Maggi Cary, MD MBA MPH

During my residency training “Private pay” entered on patients’ check in sheets often meant “no pay.”  Anyone with financial assets to protect would have medical insurance.  “No pay” was code for negative wallet biopsy.  Two words took less time to write than “Doesn’t have medical insurance, assets or salary to cover bills so this one is free.”

If these folks landed in a private hospital, they were often shipped to the county hospital.  This was before EMTALA (Emergency Medical Treatment and Active Labor Act, also known as the patient anti-dumping law) made this illegal.  The transferring physician would say to the resident on call, “This is a good teaching case,” another synonym for negative wallet biopsy.

In my last essay I mentioned Medicare would no longer pay for some hospital-acquired infections and medical errors.  The headline on Robert Pear’s front page story in Sunday’s New York Times reads “Medicare Says It Won’t Cover Hospital Errors.”

Medicare funding has joined the “no pay” ranks for some avoidable errors.  As Medicare mandates, so will other payers line up behind Medicare. 

Lots of consulting opportunities here.  Hospitals and consultants may focus their efforts on following the spirit of the Medicare guidelines, perhaps even aspiring to the goals I mentioned in my last essay—that we should have a system that is transparent, quality-driven and does not distort economic incentives.

Or maybe not.

Skip to the last paragraph in the Robert Pear article and read the quote from Ken Kizer, who had the vision to turn the Veterans Health Administration from backwater healthcare system to the best in the country.

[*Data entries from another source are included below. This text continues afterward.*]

PR #372, opened 2025-03-11
Slash menu table edit commands

hannessolo:
The slash menu allows editing blocks (remove row, add row, etc).

Still missing:

- [x] Merge cells
- [x] Styling to match new sidebar icons

https://github.com/user-attachments/assets/4aedeac5-be09-4e7a-a818-f4216d92eef8

## Release notes

* Adds edit table items to slash menu.

Screenshot 2025-03-14 at 9 31 56 AM

### DIFF
--- a/blocks/edit/prose/plugins/slashMenu/slash-menu.css
+++ b/blocks/edit/prose/plugins/slashMenu/slash-menu.css
@@ -90,11 +90,11 @@
 }
 
 .slash-menu-icon.insert-table {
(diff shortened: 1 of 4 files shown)


chrischrischris (commented):
Nice!  Should we have a small arrow / caret showing there's a submenu?

Also would be nice if it could filter to the table commands.

auniverseaway (approved):

PR #426, opened 2025-04-23
[ignore] testing branch short name

kptdobe:
Test branch: https://rshort--da-live--adobe.aem.live/


kptdobe:
ok, so short name branches are really a requirement for the e2e tests...

Issue #421, opened 2025-04-17
[permissions] check for email addresses should be caseless


davidnuescheler:
i think it would be great if email addresses would be compared caseless (or lowercased) as a lot of customers give us email addresses that include arbitrary uppercase characters.

PR #428, opened 2025-04-24
chore : normalize email addresses before checking

kmurugulla:
## Description

- Added utilities to convert email address to lowercase , comparison

## Motivation and Context

#421 

## How Has This Been Tested?

- created test case for email comparison

## Types of changes

## Checklist:


auniverseaway (approved):
**Two things:**

1. This is great.
2. Nit: it's not needed right now.

The original ticket was about permissions which would be a `da-admin` issue.

I think throwing this in utils is probably a good idea, but we're also a bit sensitive to anything that could degrade editor performance. This PR introduces a new import inside `prose/index.js` which means another chain and more bytes over the wire before we get to editing.

Our editor is _by far_ our slowest in CVW. I think we still merge this... the hope would be that the file is already cached from being used elsewhere, but it's good knowledge for you to have that performance must be thought of in anything we do. Even at the expense of being DRY.

auniverseaway (changes requested):
Re-reading this I think we want to close this for now.

I didn't realize we already had a `toLowerCase` in both `prose/index.js` and `da-list-item.js`. This creates more code to maintain and a new import for the editor.

There's also an exported function that's only purpose is to satisfy a test.

My vote would be that we do not need this extra complexity at this time given that the original issue is within da-admin.

If we get to a point where we need to return an empty string, we can re-evaluate.

blocks/edit/prose/index.js
```diff
@@ -205,7 +206,7 @@ export default function initProse({ path, permissions }) {
         wsProvider.awareness.setLocalStateField(
           'user',
           {
-            color: generateColor(profile.email || profile.userId),
+            color: generateColor(normalizeEmail(profile.email) || profile.userId),
```
auniverseaway, line 209: Misread. This **_is_** missing `toLowerCase`. I would simply add it here and be done. No need to make a utility for a built in browser function.

auniverseaway:
Stale

Issue #422, opened 2025-04-21
[assets] Granular org fallback


auniverseaway:
As of right now, the org fallback only works if you have no site config. We should inherit on a row basis so that if a site has a single property (`aem.assets.link.type`) the rest still falls back to org so you don't have to duplicate your repoId, etc.

Work is in da-assets.js. Good first issue.

sourabratabose:
I am eager to contribute to this issue. Can I get assigned to this ?

sourabratabose:
I have submitted a PR which resolves this issue. Please review it and provide feedback if any.

Looking forward to the PR review.

PR #429, opened 2025-04-24
Updated fetchValue() function to handle repo level configuration fall…

sourabratabose:
…back to org level configuration as fetched

## Description

I have updated the fetchValue() function body to fetch both the organization level and repo level configurations which are then merged and returned on call. Repo level configurations as found will be considered as final over organization level configurations.

## Related Issue

https://github.com/adobe/da-live/issues/422

 

## Motivation and Context

As of right now, the org fallback only works if you have no site config. We should inherit on a row basis so that if a site has a single property (aem.assets.link.type) the rest still falls back to org so you don't have to duplicate your repoId, etc.

To solve this as mention in issue #422.

## Types of changes

- [ x ] New feature (non-breaking change which adds functionality)

## Checklist:

- [x ] I have signed the [Adobe Open Source CLA](https://opensource.adobe.com/cla.html).
- [x ] My code follows the code style of this project.
- [x ] My change requires a change to the documentation.

### DIFF
--- a/blocks/edit/da-assets/da-assets.js
+++ b/blocks/edit/da-assets/da-assets.js
@@ -13,10 +13,6 @@ const ASSET_SELECTOR_URL =
 
 const CONFS = {};
 
-async function getMergedConf(owner, repo) {
-  return mergedConf;
-}
-
 async function fetchConf(path) {
   if (CONFS[path]) return CONFS[path];
   const resp = await daFetch(`${DA_ORIGIN}/config${path}`);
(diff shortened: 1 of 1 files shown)


blocks/edit/da-assets/da-assets.js
```diff
@@ -8,10 +8,15 @@ const { loadStyle } = await import(`${getNx()}/scripts/nexter.js`);
...
 
-const ASSET_SELECTOR_URL = 'https://experience.adobe.com/solutions/CQ-assets-selectors/assets/resources/assets-selectors.js';
+const ASSET_SELECTOR_URL =
+  'https://experience.adobe.com/solutions/CQ-assets-selectors/assets/resources/assets-selectors.js';
 
 const CONFS = {};
 
+async function getMergedConf(owner, repo) {
+  return mergedConf;
+}
```
chrischrischris, line 18: This doesn't appear to be used and `mergedConf` is undefined?

blocks/edit/da-assets/da-assets.js
```diff
@@ -27,7 +32,29 @@ async function fetchConf(path) {
 async function fetchValue(path, key) {
   if (CONFS[path]?.[key]) return CONFS[path][key];
```
chrischrischris, line 33: The code now ignores the `path` value passed in and only pulls the paths defined on lines 36 & 37.   I see that is only called once with the `/${owner}/${repo}/` path. 

If fetchValue is only ever called with that path, then do we even need to pass the path in?

blocks/edit/da-assets/da-assets.js
```diff
@@ -27,7 +32,29 @@ async function fetchConf(path) {
...
+  if (repoConf) {
+    if (data === null) data = {};
+    repoConf.forEach((item) => {
+      data[item.key] = item.value;
+    });
+  }
+
   if (!data) return null;
 
   const confKey = data.find((conf) => conf.key === key);
```
chrischrischris, line 60: `data` was an array previously, and is now an object which means that the `data.find` will fail on line 60.  Now that it's an object, you can just do a lookup

```suggestion
  const data = {};

  // Start with organization-level config
  orgConf?.forEach((item) => {
    data[item.key] = item.value;
  });

  // Override with repository-level config
  repoConf?.forEach((item) => {
    data[item.key] = item.value;
  });

  return data[key];
```

blocks/edit/da-assets/da-assets.js
```diff
@@ -39,23 +66,29 @@ async function fetchValue(path, key) {
...
 
   // Determine publicly available asset origin
-  const prodOrigin = await getConfKey(owner, repo, 'aem.assets.prod.origin') || `${repoId.replace('author', 'publish')}`;
+  const prodOrigin =
+    (await getConfKey(owner, repo, 'aem.assets.prod.origin')) ||
+    `${repoId.replace('author', 'publish')}`;
 
   // Determine if images should be links
-  const injectLink = (await getConfKey(owner, repo, 'aem.assets.image.type')) === 'link';
+  const injectLink =
```
chrischrischris, line 90: This change and below don't need to be refactored

chrischrischris (changes requested):

blocks/edit/da-assets/da-assets.js
sourabratabose: Sorry, I originally authored this function to abstract the merging of configurations away from fetchValue() function. I forgot to remove the function declaration after moving the body of the function inside fetchValue() itself.

blocks/edit/da-assets/da-assets.js
sourabratabose: Sorry for the mistake I made. I was so engrossed in the logic of merging configurations I forgot to account for the path.

blocks/edit/da-assets/da-assets.js
sourabratabose: I will be updating the PR to treat data as an array to retain the expected data type of `data` variable. Pushing objects to an array and updating values inside them if the keys match afterwards, is my approach.

sourabratabose:
Hi @chrischrischris , I didn't really understand as to why the path variable is required to be passed anyways.

Since configuration merge is fetched from an exhaustive list of paths. I decided to check whether paths are matching with the expected org and repo level paths, fetch the configurations and merge as required.

All other fetchValue() calls which dont match that path patterns will still fall through and return the value as fetched in the original function body.

auniverseaway:
Closing. A) there's now conflicts, B) I think there was some missing context of the needs for this PR and I think we can accomplish the need in a simpler way.

Issue #378, opened 2025-03-20
Deleting a document while having an editor open on it recreates it empty


bosschaert:
When I have an editor open on a document and then in a different browse window delete that document, the document gets cleared out in the editor, but then it still gets recreated after a few seconds in storage (da-admin) with empty content.

We should not recreate the document in storage while the document is still empty. In other words if we have an editor tab open somewhere and we delete that document it should not automatically get recreated in storage. This is especially important when deleting a whole tree. At the end of the delete operation the tree should be gone and not still be there with some empty docs.

kptdobe:
@bosschaert Any update on this one ? Having worked a little bit with DA, this is pretty "critical", especially as tabs keep being opened, I quickly get one tab left opened and, even after deleting the full parent folder structure, the pages keep coming back...

kunwarsaluja:
@bosschaert  similar behavior (but the opposite) is also reported by customer/partner where if we try to create a folder, on refresh the newly created folder isn'

![Image](https://github.com/user-attachments/assets/8f83c388-b522-4a35-a2d1-54304c603b4c)

t available in the DA UI. It took atleast 10 tried to get the folder created finally.

dkuntze:
@bosschaert any idea what triggered the rollback?

kptdobe:
Re-opened as fix has been reverted.

PR #450, opened 2025-05-16
Use document GUID as prosemirror reference to avoid updating deleted documents

bosschaert:
## Description

Store the current prosemirror document in the YDoc under `prosemirror-${guid}` instead of the previous `prosemirror` key.
A new prosemirror document gets a new GUID, even if it was stored in the same location as where a previous document used to live. This means that if there was an old editor open somewhere, that is editing a document that has since been deleted, these edits are then ignored.

The property `prosemirror-guids` contains an array of GUIDs with timestamps. Only the newest timestamp is active, any older guids on that array are not active any more. This array is often scrubbed, do deleted documents on the same location often don't appear in the `prosemirror-guids` at all any more.

When creating a fresh new document in the editor, create a new GUID for it, using `crypto.randomUUID()`
When editing an existing document, the GUID of that document is returned from the HEAD request in the `x-da-id` header. So we can set that to the `prosemirror-${guid}` in that case.

Requires: https://github.com/adobe/da-admin/pull/135 and https://github.com/adobe/da-collab/pull/69
Also requires existing open browser DA editors to be refreshed.

## Related Issue

Fixes: #378

## How Has This Been Tested?

Locally with da-collab and da-live

## Types of changes

## Checklist:

### DIFF
--- a/blocks/edit/edit.js
+++ b/blocks/edit/edit.js
@@ -4,7 +4,7 @@ import initProse from './prose/index.js';
 let proseEl;
 let wsProvider;
 
-async function setUI(el, utils) {
+async function setUI(el, utils, guid) {
   const details = getPathDetails();
   if (!details) {
     // el.classList.add('no-url');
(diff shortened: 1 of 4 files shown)


bosschaert:
The playwright tests will fail until the dependent PRs are merged.

auniverseaway (approved):

PR #512, opened 2025-08-08
Add preview link to library block and template Menus (#497)

auniverseaway:
Contributing branch on @JasonHowellSlavin's behalf so we can test against prod content.

* Adds a preview link to both block and template sections of the library. Modifies the preview SVG to be in line with other SVGs used in da-library.js

* Adding space


auniverseaway:
@JasonHowellSlavin feedback:

1. Preview button should be elevated to the main block entry (next to the caret). I would make it a lighter gray than the caret and then correctly blue outline it on hover.
2. Preview should be aware of common library patterns and should correctly transpile to the AEM URL.
    1. content.da.live/{org}/{site}/{path} - Most common as we own this domain and it doesn't have CORs errors.
    2. admin.dalive/source/{org}/{site}/{path}.html - I've never seen this, but it's technically possible.
    3. main--{site}--{org}.aem.page/path - People who open their CORs can do this.
3. Link should open into a "fullsize-dialog" not a new window.

blocks/edit/da-library/helpers/helpers.js
```diff
@@ -232,3 +232,32 @@ export function delay(ms) {
   // eslint-disable-next-line no-promise-executor-return
   return new Promise((resolve) => setTimeout(resolve, ms));
 }
+
+export const getMetadata = (el) => [...el.childNodes].reduce((rdx, row) => {
```
chrischrischris: This function can be imported from here (double check to verify it's exactly the same):
https://github.com/adobe/da-live/blob/main/blocks/edit/utils/helpers.js#L420

blocks/edit/da-library/da-library.js
```diff
@@ -287,6 +294,22 @@ class DaLibrary extends LitElement {
...
+  }
+
+  handlePreviewClose() {
+    this._blockPreviewPath = '';
+    this._previewItemName = '';
+  }
+
+  handlePreviewLoad() {
+    this.shadowRoot.querySelector('.da-fs-dialog-plugin').showModal();
+    this.shadowRoot.querySelector('.da-fs-dialog-plugin').classList.remove('hide');
```
chrischrischris: nit run selector once
```suggestion
    const fsDialogPlugin = this.shadowRoot.querySelector('.da-fs-dialog-plugin');
    fsDialogPlugin.showModal();
    fsDialogPlugin.classList.remove('hide');
```

PR #518, opened 2025-08-14
chore: fix test and lint

kptdobe:
Go back to a green state...


bosschaert:
@kptdobe the IMS login of the playwright tests fails. Could it be because the branch name `test-and-lint` is more than the max? IIRC the max branch name length was 8 characters.

PR #532, opened 2025-08-19
Skip auth tests when branch name is too long

chrischrischris:
Silly IMS rules

This will allow for running all non-auth tests even if the branch name is greater > 8 chars.


kptdobe:
I am not convinced about that... Goals of the tests is to make sure you did not break anything. Here, you would easily be able to break everything auth related (which is probably the worst case scenario).
If the intent is to still see the other tests running, even if you used a too long branch name, then I would rather move the auth tests at the end, so that the other tests run. But you would still be required to rename your branch before being able to merge to main.

auniverseaway:
I think we probably should revisit our IMS "don't call it regex" regex.

auniverseaway:
@chrischrischris I think I'm with @kptdobe on this... we can revisit our IMS regex rules to be more permissable and start with that. Less code we have to maintain in the long run and more likely to catch things that may break auth.

chrischrischris:
Yep agree fixing it in IMS is the way to go.

Issue #542, opened 2025-08-22
[utils] Support Nexter forks


auniverseaway:
As a developer, I would like the ability to supply a forked nx query param so that I don't have to have my branch live on the `adobe` github org to get feedback on my PR.

PR #543, opened 2025-08-22
GH-542 - Support Nexter Forks

auniverseaway:
* Ability to support nexter forks (`?nx={BRANCH}--{SITE}--{ORG}`)

Resolves: GH-542


auniverseaway:
This came up when working with @kmurugulla on the Media Library and with @rgclayton when working on the AEM Permissions app.

auniverseaway:
Given @andreituicu comments, which I now remember, I'll close this. We will have to merge in branches we believe to be of good faith into this fork. I can't think of another way that also guarantees the same level of security.

PR #383, opened 2015-04-29
Cmake depends on curl (close #381)

### LINKED ISSUE #381: cmake depends on curl
See https://github.com/tseemann/homebrew-bioinformatics-linux/issues/1

iggyvolz:
close #381.

### DIFF
--- a/Library/Formula/cmake.rb
+++ b/Library/Formula/cmake.rb
@@ -15,6 +15,7 @@ class Cmake < Formula
   option "without-docs", "Don't build man pages"
 
   depends_on :python => :build if OS.mac? && MacOS.version <= :snow_leopard && build.with?("docs")
+  depends_on "curl" unless OS.mac?
 
   # The `with-qt` GUI option was removed due to circular dependencies if
   # CMake is built with Qt support and Qt is built with MySQL support as MySQL uses CMake.


Library/Formula/cmake.rb
```diff
@@ -15,6 +15,7 @@ class Cmake < Formula
   option "without-docs", "Don't build man pages"
 
   depends_on :python => :build if OS.mac? && MacOS.version <= :snow_leopard && build.with?("docs")
+  depends_on "curl"
```
sjackman: curl is provided by default on Mac OS, so this dependency should not apply to Mac OS. Linuxbrew aims to maintain compatibility with Homebrew and not change the behaviour of Homebrew when Linuxbrew is run on a Mac. This line should be
```ruby
depends_on "curl" unless OS.mac?
```

iggyvolz: I knew that, sorry!

sjackman:
To be consistent the commit message should start with `cmake:` rather than `Cmake`,  note the case  and colon.

sjackman:
Please also include "for Linuxbrew" in the first line of the commit message.

sjackman:
Thanks, Iggy.

PR #385, opened 2015-05-01
doxygen: Depends on flex and bison

saketkc:


Library/Formula/doxygen.rb
```diff
@@ -21,6 +21,8 @@ class Doxygen < Formula
   depends_on "graphviz" => :optional
   depends_on "qt" if build.with? "doxywizard"
   depends_on "llvm" => "with-clang" if build.with? "libclang"
+  depends_on "flex" if OS.linux?
+  depends_on "bison" if OS.linux?
```
sjackman: Please change these both from `if OS.linux?` to `unless OS.mac?`

sjackman:
Hi, Saket. Would you like to fix up this PR?

saketkc:
Fixed

sjackman:
Thanks, Saket.

PR #335, opened 2015-04-03
Fix rtmpdump and libbluray for Linux

pgkos:
rtmpdump doesn't build on Linux. I have added a fix.
I also have added libxml2 dependency to libbluray (only on Linux, to simplify setup).

PR #386, opened 2015-05-03
Fix rtmpdump for Linux

pgkos:
follow-up to #335


sjackman:
Thanks for your contribution.

PR #387, opened 2015-05-03
libbluray: Depends on libxml2

pgkos:
follow-up to #335


Library/Formula/libbluray.rb
```diff
@@ -22,10 +22,11 @@ class Libbluray < Formula
   depends_on "pkg-config" => :build
   depends_on "freetype" => :recommended
   depends_on "fontconfig"
+  depends_on "libxml2" if OS.linux?
```
sjackman: Please use `unless OS.mac?` rather than `if OS.linux?` for dependencies.

sjackman:
Thanks for your contribution, @pgkos.

PR #397, opened 2015-05-08
fontconfig: set POSIXLY_CORRECT when building

ntkme:


sjackman:
Hi, @ntkme Does this patch work around some error message that you're seeing?

ntkme:
@sjackman I just tested on another Linux distro, and it failed because of following:

```
grep: character class syntax is [[:space:]], not [:space:]
```

`ENV["POSIXLY_CORRECT"]` fixed it, so I updated the patch.

sjackman:
On which Linux distribution did you see that error?

ntkme:
CentOS 6 with brewed `grep`. System `grep` doesn't have this problem.

sjackman:
Can you please report the output of `brew gist-logs fontconfig`?

ntkme:
https://gist.github.com/anonymous/b1aa70bf6a0530737221

sjackman:
https://gist.github.com/anonymous/b1aa70bf6a0530737221#file-02-make-L316-L326
```
docbook2man local-fontconfig-user.sgml && \
rm -f manpage.*
grep: character class syntax is [[:space:]], not [:space:]
grep: character class syntax is [[:space:]], not [:space:]
jw: There is no frontend called "/docbook/utils-0.6.14/frontends/docbook".
Makefile:1310: recipe for target 'fonts-conf.5' failed
make[2]: *** [fonts-conf.5] Error 2
make[2]: Leaving directory '/tmp/fontconfig20150511-8139-poipx2/fontconfig-2.11.1/doc'
Makefile:1167: recipe for target 'install' failed
make[1]: *** [install] Error 2
```

sjackman:
Do you have `docbook2x` installed? Does installing `docbook2x` help?

```sh
which -a docbook2man
brew list --versions docbook2x
brew install docbook2x fontconfig
```

ntkme:
No, it doesn't help. It actually has nothing to do with docbook2man. As I said, the problem is on GNU `grep`.

Setting `POSIXLY_CORRECT` forces GNU `grep` behave under posix standard.

sjackman:
Based on [the error message quoted above](https://github.com/Homebrew/linuxbrew/pull/397#issuecomment-101035571) I was guessing that the incorrect usage of grep was in docbook2man. I couldn't find this incorrect usage of grep anywhere in fontconfig. This issue looks like an upstream bug to me. It'd be better to resolve it upstream if possible.

sjackman:
Please report
```sh
which -a docbook2man
docbook2man --version
```

ntkme:
``` sh
$ which -a docbook2man
/data/linuxbrew/bin/docbook2man
/usr/bin/docbook2man
$ docbook2man --version
/data/linuxbrew/bin/docbook2man (part of docbook2X 0.8.8)
$Revision: 1.12 $ $Date: 2006/04/14 17:29:04 $
<URL:http://docbook2x.sourceforge.net/>

Copyright (C) 2003-2004 Steve Cheng
This is free software; see the source for copying conditions.  There is NO
warranty; not even for MERCHANTABILITY or FITNESS FOR A PARTICULAR PURPOSE.
```

sjackman:
Please report this bug upstream to fontconfig and post a link to the issue here. It would be better fixed upstream in fontconfig than hacked around in Linuxbrew. Thanks for identifying the workaround though.

sjackman:
It's possible that the bug's in a dependency of fontconfig, but maybe the fontconfig developers can help figure out where the true cause lies.

ntkme:
It has been fixed in upstream...

And I found a better workaround for this:

``` sh
brew unlink grep
brew install fontconfig
brew link grep
```

PR #402, opened 2015-05-12
Link to Linuxbrew issue tracker, not Homebrew

### LINKED ISSUE #401: Fix troubleshooting links so that Homebrew doesn't get spammed
The links mentioned [here](https://github.com/Homebrew/linuxbrew/blob/master/share/doc/homebrew/Troubleshooting.md#check-to-see-if-the-issue-has-been-reported) and [here](https://github.com/Homebrew/linuxbrew/blob/master/share/doc/homebrew/Troubleshooting.md#create-an-issue) point to the Homebrew issue tracker.  They should be changed to point to the Linuxbrew tracker.

This might explain, in part, the rash of Linuxbrew problems that get reported to Homebrew.

iggyvolz:
fix #401

### DIFF
--- a/share/doc/homebrew/Troubleshooting.md
+++ b/share/doc/homebrew/Troubleshooting.md
@@ -27,12 +27,12 @@ Thank you!
 * If `brew doctor` warns about unbrewed dylibs, be advised that they are **very likely to cause build problems**.
 
 ## Check to see if the issue has been reported
-* Browse open issues on the [issue tracker](https://github.com/Homebrew/homebrew/issues) to see if someone else has already reported the same problem.
+* Browse open issues on the [issue tracker](https://github.com/Homebrew/linuxbrew/issues) to see if someone else has already reported the same problem.
 * Make sure you check issues on the correct repository. If the formula that failed to build is part of a tap, like [homebrew-science](https://github.com/Homebrew/homebrew-science) or [homebrew-dupes](https://github.com/Homebrew/homebrew-dupes), check there instead.
 
 ## Create an issue
 
-1. [Create a new issue](https://github.com/Homebrew/homebrew/issues/new)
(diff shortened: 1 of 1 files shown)


iggyvolz:
I think I found a couple more instances of linking to homebrew in the docs, so I'll add these in.

iggyvolz:
Not sure if this instance should be replaced: https://github.com/Homebrew/linuxbrew/blob/5d1ef0f4a670cccb5835327bfbfede40cbb468eb/share/doc/homebrew/Formula-Cookbook.md#bad-makefiles should be changed, bad makefiles will probably affect both homebrew and linuxbrew so I'd assume they be reported upstream.

I'm also iffy on this one: https://github.com/Homebrew/linuxbrew/blob/5d1ef0f4a670cccb5835327bfbfede40cbb468eb/share/doc/homebrew/Formula-Cookbook.md#basic-instructions, should that point to both trackers to check if a bug has already been reported?

And I would assume the same question as above would go to which bug tracker the manpage would link to: https://github.com/Homebrew/linuxbrew/blob/f765cd358e3608cdd3088b71b16868489b73f94e/Library/Homebrew/manpages/brew.1.md#bugs

iggyvolz:
Actually, could the Formula Cookbook be tossed, and just replaced with "give new softwares to either Homebrew/Homebrew or Homebrew/Homebrew-dupes if they are pre-installed on Mac"?

sjackman:
Perhaps, but I'm disinclined to replace all of `share/doc/homebrew/*` with stubs pointing to upstream Homebrew. I'm not so concerned that all the documentation be carefully edited to replace Mac terminology with Linux terminology and replace Homebrew links with Linuxbrew links. I'm just not sure it's worth the effort. I'm inclined to do it on a case-base-case basis if a particular piece of documentation causes extreme confusion and havoc with users documented by issues opened by users.

sjackman:
Fixed.

PR #416, opened 2015-05-27
Fix cgdb formula for linuxbrew.

DoomHammer:
Readline on Linux requires to be linked with appropriate version of NCurses.

As for cgdb it requires flex which may not be available for all distros. Also, its configure script contained an error which led to searching for help2man in incorrect paths (specifically: first directory from PATH variable was malformed).

### DIFF
--- a/Library/Formula/cgdb.rb
+++ b/Library/Formula/cgdb.rb
@@ -18,8 +18,13 @@ class Cgdb < Formula
     depends_on "automake" => :build
   end
 
+  if OS.linux?
+    depends_on "flex" => :build
+  end
   depends_on "help2man" => :build
   depends_on "readline"
+
+  patch :DATA
 
   def install
     system "sh", "autogen.sh" if build.head?
@@ -29,3 +34,15 @@ class Cgdb < Formula
     system "make install"
   end
 end
+__END__
+--- a/configure	2014-11-13 19:59:03.000000000 +0000
++++ b/configure	2015-05-27 13:04:58.815408757 +0000
+@@ -5443,7 +5443,7 @@ else
+   ac_cv_prog_HAS_HELP2MAN="$HAS_HELP2MAN" # Let the user override the test.
+ else
+ as_save_IFS=$IFS; IFS=$PATH_SEPARATOR
+-for as_dir in path =$PATH
++for as_dir in $PATH
+ do
+   IFS=$as_save_IFS
+   test -z "$as_dir" && as_dir=.
--- a/Library/Formula/cgdb.rb
+++ b/Library/Formula/cgdb.rb
@@ -18,9 +18,7 @@ class Cgdb < Formula
     depends_on "automake" => :build
   end
 
-  if OS.linux?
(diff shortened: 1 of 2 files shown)


Library/Formula/cgdb.rb
```diff
@@ -18,9 +18,14 @@ class Cgdb < Formula
     depends_on "automake" => :build
   end
 
+  if OS.linux?
+    depends_on "flex" => :build
+  end
```
sjackman: Please use
```ruby
depends_on "flex" => :build unless OS.mac?
```

Library/Formula/cgdb.rb
```diff
@@ -18,9 +18,14 @@ class Cgdb < Formula
...
   depends_on "help2man" => :build
   depends_on "readline"
 
+  patch :DATA
```
sjackman: Have you submitted this patch upstream?

Library/Formula/readline.rb
```diff
@@ -33,7 +33,7 @@ class Readline < Formula
 
   def install
     ENV.universal_binary
-    system "./configure", "--prefix=#{prefix}", "--enable-multibyte"
+    system "./configure", "--prefix=#{prefix}", "--enable-multibyte", ("--with-curses" if OS.linux?)
     system "make", "install"
```
sjackman: Does this patch fix an error message that you observed? If so, can you report the error message?
Please submit this `readline` chunk in a separate PR.

Library/Formula/cgdb.rb
DoomHammer: To tell the truth I didn't know what is the proper way to fix Linux-related issues. Is it homebrew/homebrew first and then it gets merged to linuxbrew or the other way round. Shall I split this and submit to homebrew/homebrew?

Library/Formula/readline.rb
DoomHammer: The error message itself was rather cryptic and occured while configure'ing cgdb. Something along the lines of "unable to check version of readline". Actually, in config.log there was more precise message that showed missing ncurses symbols during linking stage.

Readline itself builds and installs fine even without this patch but is simply unusable.

Library/Formula/cgdb.rb
sjackman: Fixes specifically for Linux that don't affect Mac should be submitted to Linuxbrew. I should have bene more specific. I meant, have you submitted this patch upstream to the maintainers of cgdb?

DoomHammer: I haven't submitted it upstream. I tested cgdb from master and it doesn't have this issue. I believe it is only relevant to the released tarball.

sjackman: In that case, just ask the upstream authors if they'd be willing to tag a new stable release.

sjackman:
I've added the flex dependency, but not the patch, as it sounds as though it's fixed upstream.

sjackman:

“I applaud the intent of the new Medicare rules, but I worry that hospitals will figure out ways to get around them. The new policy should be part of a larger initiative to require the reporting of health care events that everyone agrees should never happen. Any such effort must include a mechanism to make sure hospitals comply.”

Well said.

Yes, there are numerous consulting opportunities here.  When I had my own medical practice I took the billing courses that taught us how to unbundle services, separating medical treatment components into separately billable procedures.  This was legal then, at least in the letter of the law.  We could get paid more for exactly the same services.

Except that merely getting paid more for the same work does not create value to anyone but the folks who are getting paid.  It does not include transparency or quality and certainly does not align economic incentives.

I wonder whether in the short term hospitals and consultants will follow the spirit of the Medicare guidelines or focus on gaming the system.

Dr. Maggi Cary is Director of the Washington, DC office of the Institute for Medical Leadership. Click here to read her other posts. You can reach Dr. Cary at mcary@medleadership.com.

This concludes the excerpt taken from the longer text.